Tesla Model 3 Slated for Second Half of 2017 as Model S and Model X Sales Reach Record Highs
02.23.2017 - by Plug In America
Tesla Model 3 Slated for Second Half of 2017 as Model S and Model X Sales Reach Record Highs

Tesla is gearing up for full rate production and delivery of the 2017 Model 3 in the second half of this year.  The Model 3 is currently in low-rate initial production for testing/prototype purposes while the manufacturing tooling is being installed at both the Fremont Factory and Gigafactory 1.  Concurrently, Tesla plans to expand its repair network in anticipation of the service requirements of a vastly larger Tesla fleet.

Meanwhile, fourth Quarter Tesla Model S and Model X sales saw a 49% increase from Q4 2015 as Consumer Reports bestowed Tesla with the best owner satisfaction of any car manufacturer, “with 91% of customers saying they would purchase from Tesla again.”

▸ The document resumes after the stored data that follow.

PR #4141, opened 2026-07-24
[tensor] NNTR_MEM_PLANNER selector: choose basic|v1|v2|v3 for the activation pool (default v1, unchanged)

jijoongmoon:
Manager::finalizeTensorPool hardcodes OptimizedV1Planner even though OptimizedV2Planner/OptimizedV3Planner already ship in-tree, and carries a `//@todo change V3 and validate` right at the call site. This adds an NNTR_MEM_PLANNER env selector (basic|v1|v2|v3) so planners can be A/B-ed without a rebuild. Unset or unknown values keep the exact previous behavior (v1; BasicPlanner still used whenever optimizations are off).

Answering the @todo with data: on a CausalLM inference workload (uniform transformer activations, identical-size tensors recurring per layer), V3's byte-granular gap-fill splits vacant intervals and then extends the pool top — classic best-fit fragmentation — measurably growing the host pool versus V1's same-size slot reuse, while outputs stay byte-identical across planners and no layout throws occur. V1's same-size reuse is effectively optimal for this shape of workload, so it stays the default; the selector makes that conclusion reproducible on any model.

Repro:
  meson setup build -Denable-transformer=true -Denable-fp16=true --buildtype=plain
  ninja -C build && meson test -C build unittest_memory_pool unittest_nntrainer_tensor_pool
  NNTR_MEM_PLANNER=v3 <any CausalLM run>   # output byte-identical, pool size differs

### DIFF
--- a/nntrainer/tensor/manager.cpp
+++ b/nntrainer/tensor/manager.cpp
@@ -908,16 +908,28 @@ void Manager::flushCacheExcept(unsigned int order) {
 
 void Manager::finalizeTensorPool(TensorPool &pool, unsigned int start,
                                  unsigned int end) {
-  if (enable_optimizations) {
-    if (exec_mode == ExecutionMode::INFERENCE && enable_fsu) {
-      //@todo change V3 and validate
-      pool.finalize(OptimizedV1Planner(), start, end);
-    } else {
-      pool.finalize(OptimizedV1Planner(), start, end);
-    }
-  } else {
+  // NNTR_MEM_PLANNER=basic|v1|v2|v3 selects the layout planner (default v1,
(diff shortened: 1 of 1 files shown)


jijoongmoon:
Closing: **no content in this scope.**

The re-cut series against current main (#4302 … #4320) does not carry this change, so there is no
successor PR to point at. `NNTR_MEM_PLANNER` has zero occurrences anywhere in the range the series
covers, which was verified before writing this — the selector cannot be cut from it and nothing in
a new PR body would substantiate it.

This is therefore not a supersession. The branch is preserved at
`upstream-pr/track0-mem-planner-selector` and the PR can be reopened as-is if the memory-planner
selector is wanted on its own footing.

PR #4075, opened 2026-07-14
[Build] Fix clang invalid-feature-combination error from -march=native on AVX10.1 runners

Jungwon-Lee:
## Summary
- `meson_test` CI (ubuntu-22.04/24.04, clang) has been failing on `main`'s scheduled builds for weeks, unrelated to any specific PR.
- GitHub Actions runners now expose AVX10.1-capable CPUs. `meson.build` unconditionally adds `-march=native -mavx2 -mfma`; clang detects the conflicting feature combination and (under `-Werror`) hard-fails with `invalid feature combination: +avx10.1-256; will be promoted to avx10.1-512`.
- Add `-Wno-error=invalid-feature-combination` to the clang warning flags, gated by meson's `has_argument` check (same pattern as the other `-Wno-error=*` flags nearby), so older clang without this diagnostic is unaffected.

## Test plan
- [ ] CI `meson_test (ubuntu-22.04)` and `meson_test (ubuntu-24.04)` pass on this PR
- [ ] `main` scheduled build passes after merge

🤖 Generated with [Claude Code](https://claude.com/claude-code)

PR #4142, opened 2026-07-24
[causallm] Report peak private commit alongside peak working set

jijoongmoon:
On Windows the peak working set alone under-describes a run's memory: WDDM folds GPU allocations into the process WS, and paged-out private pages leave it entirely. The commit charge (peak private commit) is the stable host-private footprint, so the CausalLM perf summary now reports both.

On POSIX the new getPeakCommitKb() returns 0 and the print is suppressed — Linux output is unchanged apart from the existing peak line gaining a "(working set)" label. No behavior change anywhere else; metrics only.

Repro:
  meson setup build -Denable-transformer=true --buildtype=plain
  ninja -C build && meson test -C build unittest_causallm_models

---
Note: this branch also carries the one-line `-Wno-error=invalid-feature-combination` clang guard from #4075 — the clang meson_test cells fail on any AVX10.1-capable runner (`-march=native` + explicit `-mavx2/-mfma` collision, a runner-pool regression also hitting main since 2026-07-14) and this PR happened to land on such a runner. Identical content to #4075's fix; whichever lands second rebases clean.

### DIFF
--- a/Applications/CausalLM/models/causal_lm.cpp
+++ b/Applications/CausalLM/models/causal_lm.cpp
@@ -673,6 +673,7 @@ void CausalLM::run(const WSTR prompt, bool do_sample, const WSTR system_prompt,
   auto total_duration = std::chrono::duration_cast<std::chrono::milliseconds>(
     finish_total - start_total);
   size_t peak_memory = getPeakMemoryKb();
+  size_t peak_commit = getPeakCommitKb();
 
   if (log_output) {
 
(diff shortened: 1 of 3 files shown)


jijoongmoon:
Closing: **no content in this scope.**

The re-cut series against current main (#4302 … #4320) does not carry this change, so there is no
successor PR to point at. `peak_commit` has zero occurrences anywhere in the range the series
covers, which was verified before writing this — the metric cannot be cut from it and nothing in a
new PR body would substantiate it.

This is therefore not a supersession. The branch is preserved at
`upstream-pr/track0-causallm-peak-commit-metric` and the PR can be reopened as-is if the
peak-private-commit metric is wanted on its own footing.

PR #4143, opened 2026-07-24
[cuda] Add the CUDA RMSNorm layer (FP32-safe accumulation) + the cuda_layers meson element

jijoongmoon:
The host fp16 RMSNorm path accumulates the square-sum in fp16, which overflows on large-magnitude residuals (the row collapses to 0 and the model emits garbage). This adds CudaRMSNormLayer — FP32 accumulation on both paths — bound by the cuda context for the core "rms_norm" type, exactly as the gpu context binds RMSNormLayerCl. Decode-size fp16 rows run a device NVRTC kernel; wide prefill stays on the multithreaded host path (the kernel syncs per call, so rows<=32 gates the device route).

New meson element nntrainer/layers/cuda_layers/ (enable-cuda, symmetric to cl_layers) carries the layer; registration is promoted into cuda_context.add_default_object() rather than app-side per-engine factories.

Repro:
  meson setup build -Denable-cuda=true -Denable-fp16=true --buildtype=plain
  ninja -C build   # RTX smoke: rms_norm registers on the cuda context (12/12 appcontext smoke)

Note: this rung was built and validated in the same pass as #4117/#4118 but its PR was never opened — filling the gap so the C-stack (#4119+) has a complete review chain.

Depends-on: #4118


jijoongmoon:

PR #4144, opened 2026-07-24
[causallm] Clamp the runtime context length to max_position_embeddings

jijoongmoon:
setupParameters accepted MAX_SEQ_LEN/INIT_SEQ_LEN beyond the model's max_position_embeddings, but the RoPE tables are only built up to that cap — a longer run walks compute_rotary_emb_value off the end of the table (SIGSEGV, gdb-confirmed on a 32768-cap model asked for 33,536). Clamp both knobs to max_position_embeddings at setup and warn once, so an oversized request degrades to the model's real limit instead of crashing.

Repro (pre-fix): request a context beyond the model's max_position_embeddings and prefill past the cap — first out-of-table RoPE read faults. Post-fix: clamped + one-shot warning, run completes.


Applications/CausalLM/models/transformer.cpp
```diff
@@ -179,6 +180,26 @@ void Transformer::setupParameters(json &cfg, json &generation_cfg,
...
+                 "[causallm] WARNING: requested window (max_seq_len=%u, "
+                 "init_seq_len=%u) exceeds the model's "
+                 "max_position_embeddings=%u; clamping (RoPE tables only "
+                 "cover the model range).\n",
+                 MAX_SEQ_LEN, INIT_SEQ_LEN, MAX_POSITION_EMBEDDINGS);
+    if (MAX_SEQ_LEN > MAX_POSITION_EMBEDDINGS)
+      MAX_SEQ_LEN = MAX_POSITION_EMBEDDINGS;
+    if (INIT_SEQ_LEN > MAX_SEQ_LEN)
+      INIT_SEQ_LEN = MAX_SEQ_LEN;
+  }
```
jayden0701, line 208: The _[P2] Clamp the generation budget after shrinking max length_ claim by chatgpt-codex-connector is correct.
Need to add below


```suggestion
  }
  // NUM_TO_GENERATE is parsed independently of MAX_SEQ_LEN above, so the
  // clamp just above (or a plain misconfiguration) can leave
  // NUM_TO_GENERATE >= MAX_SEQ_LEN. CausalLM::run() computes prefill budgets
  // as MAX_SEQ_LEN - NUM_TO_GENERATE in unsigned arithmetic; left unchecked,
  // that wraps around to a huge value instead of rejecting the request,
  // silently disabling the truncation/bounds checks it exists to enforce.
  if (NUM_TO_GENERATE < 0 ||
      static_cast<unsigned int>(NUM_TO_GENERATE) >= MAX_SEQ_LEN) {
    const int clamped =
      (MAX_SEQ_LEN > 0) ? static_cast<int>(MAX_SEQ_LEN) - 1 : 0;
    std::fprintf(stderr,
                 "[causallm] WARNING: num_to_generate=%d does not leave room "
                 "for a prompt within max_seq_len=%u; clamping "
                 "num_to_generate to %d.\n",
                 NUM_TO_GENERATE, MAX_SEQ_LEN, clamped);
    NUM_TO_GENERATE = clamped;
  }
```

jijoongmoon:
Re-checked against #4316 in the re-cut series: that PR clamps the generation window against max_seq_len and the history-buffer stride, but it does not clamp the runtime context length to max_position_embeddings, which is what this PR does. Leaving this open rather than closing it against a PR that does not carry its content.

jijoongmoon:

As noted above, the change here is NOT carried by that series: the shipped generation-window clamp bounds the output buffer but does not clamp the runtime context length to max_position_embeddings.

PR #4145, opened 2026-07-24
[gpu/cl] ClBufferPool: skip the cl_mem plane for SVM-only offsets

jijoongmoon:
ClBufferPool allocates both an SVM arena and a cl_mem plane for every pooled offset range. Offsets whose consumers are all SVM-classified never touch the cl_mem plane — allocating it anyway doubles the long-lived GPU memory for those ranges (a MAX_LIFESPAN SVM-resident tensor, e.g. an int8 KV cache at long context, wastes hundreds of MB this way). This skips the cl_mem plane for SVM-only offset ranges and asserts if such a range ever sees a real cl_mem bind; ranges shared with a GPU_CLMEM consumer keep both planes, so real cl_mem bindings stay byte-identical.

Repro:
  meson setup build -Denable-opencl=true -Denable-fp16=true --buildtype=plain
  ninja -C build   # libnntrainer.so links; NNTR_CLMEM_SVM_SKIP=0 opts out for A/B

Depends-on: #4114


jijoongmoon:
Superseded by the re-cut series against current main: #4309, though not by transplant — the defect
this PR fixes cannot occur there. Closing to keep the queue reviewable; the branch is preserved on the
fork, so this is reversible.

**Row re-verified before closing.** This PR's content is a patch on `ClBufferPool::allocate()`: it
eagerly created one `cl_mem` sub-buffer for every planner offset, so an offset used only by
SVM-classified tokens — a long-lived cache the host also touches, say — committed an equally large
device buffer that nothing would ever bind. The fix collected the SVM-only tokens, skipped their
offsets, and put a `NNTR_CLMEM_SVM_SKIP=0` kill-switch behind it in case the skip was ever wrong.

In #4309 the pool is lazy rather than eager. `ClBufferPool::deviceMemory()` creates the buffer for a
planner offset on the first request and returns the same handle for every later token at that offset;
`allocate()` records the offset map and allocates nothing. A tensor the planner classified to the
shared plane never asks, so no buffer is created for its offset — which is exactly the outcome this
PR computed, arrived at by construction instead of by a second pass over the classification. A pool
whose tensors all classify to the shared plane creates no device buffer at all.

That also retires the kill-switch. There is no always-allocate behaviour left to restore, and the
"skip" is no longer a decision that could be wrong: nothing is skipped, nothing is eager.
`NNTR_CLMEM_SVM_SKIP` does not exist in #4309, which adds zero new `getenv`/`setenv` calls in total.

The reuse property this PR was careful about is preserved and now pinned by a test: tensors the
planner placed at one offset have disjoint lifetimes and must bind the SAME `cl_mem`, because
distinct handles over one region are not coherent through a per-handle device cache.
`unittest_cl_residency` asserts it directly (9/9 on an Intel Xe integrated GPU).

PR #4148, opened 2026-07-24
[GPU/OpenCL] flash attention prefill: fp16 XMX/DPAS tile kernel (default-on on DPAS devices)

jijoongmoon:
Adds flash_attention_prefill_f16_xmx — an fp16 DPAS/XMX tile kernel for the flash-attention prefill path — and routes flash_attention_prefill_f16_cl to it on DPAS-capable devices (ClContext caps().dpas; NNTR_FLASH_XMX=0 opts out, falling back to the existing blockq kernel through the untouched pre-existing dispatch ternary). The kernel: 8-row×16-key subgroup tiles via f16_f16_matrix_mad_k16, dual-subgroup d-split workgroups (FXA_NSG, default 4 at d=512), TM=16 dual-fragment row tiles sharing K/V loads, batched cross-subgroup exchange, V-tile SLM staging. Lever guards clamp XB against the per-WG SLM budget and force NSG=1 on non-divisible shapes. Two opt-in diagnostics ship with it: NNTR_FLASH_XMX_CHECK=N (dual-run host-reference compare on the first N calls) and NNTR_FLASH_TIMER.

Why: at d>=256 the blockq prefill path is scalar-ALU bound; measured on open models this kernel takes gemma4 (d=512) 32K full-attention prefill ~3.4x, with gemma2 (d=256) and qwen3 (d=128) covered by the same source (per-d compile variants).

Validation: -Werror clean builds (opencl+fp16 on/off); Intel Xe3 hardware CHECK-mode runs across all three head_dims — gemma4 d=256/512, gemma2 d=256, qwen3 d=128 — maxdiff 1e-4..8e-3, over-tolerance 0 of ~28k checked elements per call, zero crashes; NNTR_FLASH_XMX=0 fallback verified structurally (dispatch ternary unchanged vs base) and empirically (three models, clean runs). Note for reviewers: at this rung the in-repo CausalLM app cannot yet drive this entry point (flash_attention_prefill_f16_cl has no in-tree caller until the upcoming CausalLM GPU-dispatch PRs), so the hardware evidence above comes from the development tree that this kernel was extracted from verbatim — a semantic diff of the extracted files against that tree's fp16 path was verified empty.

Depends-on: #4112


jijoongmoon:
Superseded by the re-cut series against current main: #4312. The work in this PR is included there, rebased onto main with the CI failures resolved. Closing to keep the queue reviewable — please review the new series instead.

Scope note. This branch's head commit (the fp16 XMX/DPAS flash prefill tile kernel, default-on where the device advertises `cl_intel_subgroup_matrix_multiply_accumulate`) is carried in the new PR as its own commit, on top of the attention kernel family the same branch depends on. Two deliberate differences from what is here:

- The KV ring-capacity kernel argument that this branch adds on top of the tile kernel is **not** carried. It is only meaningful with a bounded sliding-window KV cache, and both the ring modulo and the host side that computes a capacity ship together in the long-context PR later in the series. A parameter that can only ever be zero at this rung would be dead code upstream.
- Every raw OpenCL entry point in the dispatch file is called through the ICD loader (`opencl::cl*`) rather than linked directly, and `clEnqueueBarrierWithWaitList` was added to the loader's export list for it.

Evidence for the kernel is stated the way the arithmetic requires: it is not bit-identical to the scalar block-Q kernel, so md5 equality is not claimed. `NNTR_FLASH_XMX_CHECK` runs both kernels on the same buffers and reports 0 of 8192 elements over tolerance with a maximum absolute difference of 0.000244 on an Intel Xe iGPU, and `NNTR_FLASH_XMX=0` reproduces the scalar path exactly.

PR #4149, opened 2026-07-24
[GPU/OpenCL] Fused RMSNorm+quant resident kernel, per-layer-slice fp16 body, clmem probe capture

jijoongmoon:
Three core CL pieces consumed by the CausalLM GPU layer-variant PR that follows: (1) fused_rmsnorm_quant_resident_fp32 — a fused RMSNorm→per-row-int8-quant kernel writing a device-resident output (new fused_rmsnorm_quant.cl), with its self-check host reference; (2) the out-of-line body for per_layer_slice_cl_fp16 (its declaration already ships in blas_kernels.h — this makes the symbol real); (3) clmem_probe_capture, a small probe hook for cl_mem residency diagnostics. All verbatim extractions; no consumer in-tree until the next PR, dormant-but-compiled (same precedent as the attention-kernel PRs).

Validation: -Werror clean at {opencl+fp16, opencl+fp16-off, opencl-off} × clblast=false; the only test failures are the two pre-existing Q4_0-macro files already addressed by #4099.

Depends-on: #4116


jijoongmoon:
Note before this one is closed, so the record is accurate: **#4311 carries none of this PR's content**, and this PR should stay open until the rung that does.

The re-cut plan maps this PR to two new PRs. The one that just opened, #4311, is the XMX/DPAS prefill GEMM and the weight-upload path; when its contents were cut it took nothing from `afee1a02d`. Reading that commit is what settled it: all three symbols it adds — `per_layer_slice_cl_fp16`, `fused_rmsnorm_quant_resident_fp32` and `clmem_probe_capture` — exist to be linked by the GPU layer-variant slice that arrives with the model layers, and the commit says so itself. They are env-gated or simply unused until that caller is registered. Shipping 745 lines of host dispatch plus a debug value probe one rung early would put them in a PR whose reviewer has no way to see them exercised, which is the opposite of what the split is for.

So this PR's real home is the later rung, whole, next to its consumers — not split across two. Its current review (dated 2026-08-27, at this branch's head) has not been harvested yet and should be read when that rung is cut, not now.

The branch is preserved at `upstream-pr/trackG8-cl-fused-rmsnorm-slice-kernels`.

jijoongmoon:
Leaving this open deliberately, and recording the split so it is not lost.

#4318 carries one of this PR's three parts: the **per-layer-slice FP16 body**.
That is `per_layer_slice_cl_fp16` with its kernel and host entry point, the
`PerLayerSliceLayerGPU` consumer, and the host `PerLayerSliceLayer` dtype fix
(the FP32 branch was being taken for an FP16 tensor, striding four bytes over
two-byte cells).

The other two parts are **not** in it:

- the fused RMSNorm+quant resident kernel, and
- the clmem probe capture,

both of which depend on residency-plane machinery that is not in this cut's
ancestry. Closing this issue against that PR would therefore be false, so it
stays open until those two find a home.

jijoongmoon:

As noted above, only one of this PR's three parts is carried by the series: the per-layer-slice FP16 body, in #4318. The fused RMSNorm+quant resident kernel and the clmem probe capture are NOT carried anywhere in the series.

The branch is preserved, and the remaining two parts remain a candidate for a follow-up PR after the series lands.

PR #4150, opened 2026-07-24
[CausalLM] GPU-resident RMSNorm + per-layer-slice layer variants (additive registration)

jijoongmoon:
Adds rms_norm_gpu and per_layer_slice_gpu — CL-resident variants of the CausalLM RMSNorm and per-layer-slice layers — registered additively under the "gpu" engine factory (try/catch, in Transformer::registerCustomLayers). Nothing selects them unless a model config asks for the gpu engine, so default behavior is unchanged; this is the groundwork rung for the CausalLM GPU attention-dispatch PRs.

One deliberate deviation from verbatim extraction: the NNTR_NORM_DBG debug block in rms_norm_gpu.cpp used _FP16 without an ENABLE_FP16 guard (latent gap in the source tree, never exercised there) — wrapped in #ifdef ENABLE_FP16 so fp16-off builds compile.

Validation: full libcausallm.so builds clean (-Werror) at fp16-off and opencl-off; at opencl+fp16 the NEW libraries and the touched transformer.cpp compile and link cleanly, while two pre-existing sibling files (mha_core.cpp/deberta_attention_layer.cpp) fail at this rung with x86 fp16 backend signature mismatches that reproduce identically WITHOUT this PR (present on the base; flagged separately) — not introduced or touched here.

Depends-on: #4149 (trackG8), #4116


jijoongmoon:
Superseded by #4318, which lands this content on the re-cut series.

That PR adds `RMSNormLayerGPU` and `PerLayerSliceLayerGPU` and registers them on
the gpu context under the same type strings the host classes use, which is the
additive registration this PR proposed: each context owns its own factory map, so
a node asking for `engine=gpu` resolves to the GPU class and every other engine
keeps resolving to the host one.

It also carries a correctness fix this PR did not have. The FP32 `rmsnorm_cl`
kernel bounds its loops with `i < W / 4`, and that division truncates, so a width
that is not a multiple of four loses its last `W % 4` elements from both the sum
of squares and the output. At the golden test's `2:3:3:3` the width is 3, so both
loops ran zero iterations.

Closing here; the discussion is preserved and the branch is untouched.

PR #4151, opened 2026-07-24
[GPU/OpenCL] flash attention prefill: distributed psum-exchange reduction (FXA_XRED, Intel Xe2/Xe3 DPAS)

jijoongmoon:
The XMX/DPAS flash-attention prefill kernel's cross-subgroup psum exchange was all-to-all: every one of NSG subgroups read all NSG partials for all TM rows (NSG²·TM·KT SLM reads/tile, NSG-fold redundant). At d=512/NSG=4 this exchange is ~56% of the kernel and is pure SLM read/write volume (the workgroup barriers themselves cost ~0). FXA_XRED restructures it: each subgroup reduces only the rows it owns once, publishes the full score to a shared `ssum` buffer, then all read back (~2·NSG·TM·KT reads). Per-g sum order is preserved, so the output is bit-identical. Default-on for NSG>1 (compiles out entirely at NSG=1, i.e. d≤256); `NNTR_FLASH_XMX_XRED=0` forces the old path.

Intel Xe2/Xe3 only: the whole path is behind the `use_xmx` gate (caps().dpas = the Intel `cl_intel_subgroup_matrix_multiply_accumulate` extension); Adreno never advertises it, so this is a no-op there.

Validation (Intel Xe3, open models): gemma4 d512 full-attention bucket −31.5% (35.5→24.3 ms / 3 calls); end-to-end prefill gemma4 xmx **32K +40.3%** (718→1008 TPS) / dp4a +26.8%, since the d512 full-attention is 76.5% of the 32K prefill wall; 1K isolated-XRED A/B +4.9%; `NNTR_FLASH_XMX_CHECK` over-tolerance 0 / bit-identical on every call; gemma2 (d256, NSG=1) unaffected.

Repro:
  meson setup build -Denable-opencl=true -Denable-fp16=true --buildtype=plain
  ninja -C build   # NNTR_FLASH_XMX_CHECK=6 over-tol 0; NNTR_FLASH_XMX_XRED=0 for the A/B

Depends-on: #4148


jijoongmoon:
Superseded by the re-cut series against current main: #4312. The work in this PR is included there, rebased onto main with the CI failures resolved. Closing to keep the queue reviewable — please review the new series instead.

Scope note. The distributed psum-exchange reduction is carried as its own commit in the new PR, directly on top of the tile kernel it optimizes, with the commit message rewritten to state the mechanism (each sub-group's partial score is exchanged between sub-groups, batched over several key tiles, instead of going through a shared-local round trip and a work-group barrier per tile) rather than the campaign shorthand. The batch depth stays adjustable through the same environment override for A/B work.

Measured on an Intel Xe iGPU, the tile kernel and this reduction together are worth a 32K-context prefill of 1165.3 TPS against 678.0 without them, and a 1K prefill of 4087.4 against 3141.8.

PR #4152, opened 2026-07-24
[cuda] Fused decode GEMV (dp4a act-quant folded in): opt-in paper-3.7 reference, default off

jijoongmoon:
dp4a_gemv_fused_h folds the per-row asymmetric int8 activation quantization into the decode GEMV kernel — the ML Drift paper's §3.7 decode form (quantize inside the operational kernel). fmin/fmax partition-independence plus integer dp4a make the output bit-identical to the existing act_quant_i8 + dp4a_gemv pair (verified byte-identical generated text, 3× A/B on gemma2 1K).

Shipped default-OFF behind `NNTR_CUDA_FC_FUSED_DECQ=1`: on RTX 5060 it measured a stable ~31% decode LOSS on both the SAFE and M2-B-graph profiles (gemma2 1K: 63-64 → 43.9 TPS) — the per-block quantize barriers serialize the weight streaming that the split kernels pipeline, and a discrete GPU's launch + q8-round-trip cost is smaller than that stall. It ships as (a) the paper-conformance reference and (b) an A/B lever for launch/sync-tax-bound environments (WDDM without graphs, mobile-class GPUs) where the paper's premise holds — measure before enabling.

Repro:
  meson setup build -Denable-cuda=true -Denable-fp16=true --buildtype=plain
  ninja -C build   # NNTR_CUDA_FC_FUSED_DECQ=1 to engage; default off = existing split-kernel path

Depends-on: #4120


jijoongmoon:
Row re-verified against #4313 before closing, and it does **not** match, so this stays open.

Two of the three commits on this branch — the w4a8 dp4a + cuBLAS int8-IMMA fast paths and the `dp4a_gemv` K % 4 != 0 fix — are in #4313 and were closed against it on #4120's row. This PR's own tip, the opt-in fused decode GEMV with the activation quant folded into the GEMV kernel, is **not**: #4313's `cuda_fc_qs4cx.cpp` has `dp4a_gemv`, `dp4a_gemm`, `dp4a_gemm_reg`, `fpact_gemv_i4_h` and `q6k_gemv`, and none of them folds the quant in. The fused *norm + act-quant* kernel it does have (`rmsnorm_quant_i8_h`, `NNTR_CUDA_FUSED_NORMQ`) is a different change.

Leaving this open rather than closing it against a PR that does not contain it. Branch preserved on the fork.

jijoongmoon:

As noted above, the change here is NOT carried by that series: the fused decode GEMV with the activation quant folded into the GEMV kernel itself is not among the shipped kernels (the series ships separate dp4a/fpact GEMV kernels and a separate norm+quant fusion, but not this specific fusion).

PR #819, opened 2025-04-16
Fixes #26760: Add a new internal endpoint in order to replace WorkflowInformation

skaerg:
https://issues.rudder.io/issues/26760

### DIFF
--- a/change-validation/src/main/scala/com/normation/plugins/changevalidation/ChangeRequestJson.scala
+++ b/change-validation/src/main/scala/com/normation/plugins/changevalidation/ChangeRequestJson.scala
@@ -198,6 +198,31 @@ object ChangeRequestJson {
   }
 }
 
+/**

Tesla also reports that their Autopilot technology has reduced the accident rate of Teslas by 40% according to the NHTSA.

Read more here.

3 comments on “Tesla Model 3 Slated for Second Half of 2017 as Model S and Model X Sales Reach Record Highs”
  1. Don Francis says:

    It is no coincidence that plug-in electric vehicles are becoming the highest taxed per mile as states adopt punitive annual fees for registering plug-in electric vehicles. Georgia currently has the highest annual fee in the nation at $204.20 regardless of the number of miles driven per year. For an owner driving the average 10,300 miles per year in Georgia that comes out to 2.2 cents per mile. A full sized gasoline car getting the US DOT published 23.3 miles per gallon is paying 1.1 cents per mile. Yet, the members of the Georgia Legislature thinks this allows Georgia PEV owners to pay their “fair share”.

  2. Ray Cardona says:

    Free is relative. My 75 year old neighbor drives hardly 3,000 miles a year. Would she have to pay for not buying enough gasoline? Another neighbor has two Prius. Would they have to pay? My solar installer drives a lot but get to deduct gas as a business expense and gets depreciation on vehicles. For decades federal and state sales tax on gas has been the same. Now with hybrids getting 45 mpg would they have to pay? The argument is dubious and political. To address road construction and repair the US has the worst government set up, a central power and 50 states all with greedy politicians. One state may used federal/state taxes wisely, the next one not. But gas tax based road revenue does not work. However, having non commercial citizens pay for the bulk is not the solution. What is? Difficult to say but if each car was taxed each year at registration, no commercial tax break, would that work? Food for thought. But as presented, the EV tax is a political attack by Republicans against Tesla and other car makers sponsored by oil interests such as the Koch brothers, billionaires with oil investments.

  3. Phil Savage says:

    The new Tesla looks great. However, we’ve gone ahead and purchased a Chevy Bolt which we love. We also have a plugin electric (Chevy Bolt). However, I do agree that we who are getting “free” use of t he highways should be charge somehow as well.